Biotech, Clinical Trials, Drug Discovery & Development, Life Science, Pharma, Pharmaceutical Regulation,
  • Tuesday, March 31, 2026 | 2pm EDT (NA) / 7pm BST (UK) / 8pm CEST (EU-Central)
  • 60 min

Regulatory medical writers face increasing pressure to deliver high-quality safety narratives and informed consent forms (ICFs) faster, without compromising accuracy, consistency or regulatory expectations. Traditional authoring workflows remain highly manual, repetitive and time-intensive.
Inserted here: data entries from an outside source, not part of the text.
PR #58, opened 2020-05-21
Add more strict configuration for Mypy

Mr0grog:
Per a discussion in Slack, we should be a little bit more strict about requiring and checking type annotations. This adds a config file for Mypy and specifies a configuration that is more strict. It should help us be a little better about our types.

This required some updates to existing files, and will probably require changes to any in-progress PRs, so those will need to be rebased or updated once this lands.

### DIFF
--- a/app.py
+++ b/app.py
@@ -1,9 +1,11 @@
 from flask import Flask
 from scraper import pipeline
+from typing import Dict
+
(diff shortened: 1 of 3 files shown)


Mr0grog:
(I just fixed the breakage I made for the demo.)

PR #68, opened 2020-05-27
Scrape Alameda News

Mr0grog:
You can now get a news feed for Alameda county with:

```console
> python scraper_news.py alameda
```

This also fixes an issue with the default value for format. (You had to explicitly specify a format; the default was getting misinterpreted.)

### DIFF
--- a/news/alameda.py
+++ b/news/alameda.py
@@ -1,7 +1,6 @@
 from bs4 import BeautifulSoup  # type: ignore
 import dateutil.parser
 import dateutil.tz
-from selenium import webdriver  # type: ignore
 from typing import List
 from urllib.parse import urljoin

This webinar introduces a new generation of Gen-AI-enabled authoring technology purpose-built to accelerate the creation of clinical trial safety narratives and ICFs. Attendees will see how Gen-AI can move beyond generic drafting assistance to support rapid, structured and compliant narrative generation, while preserving writer control and auditability.

Through real-world examples, the featured speaker will show how this innovation significantly reduces turnaround times by automating data interpretation, standardizing narrative logic and eliminating redundant manual steps, allowing writers to focus on medical judgment and quality review rather than first-draft assembly.

Register for this webinar to learn how Gen AI supports safety narratives and ICFs with speed, control and compliance-aligned workflows.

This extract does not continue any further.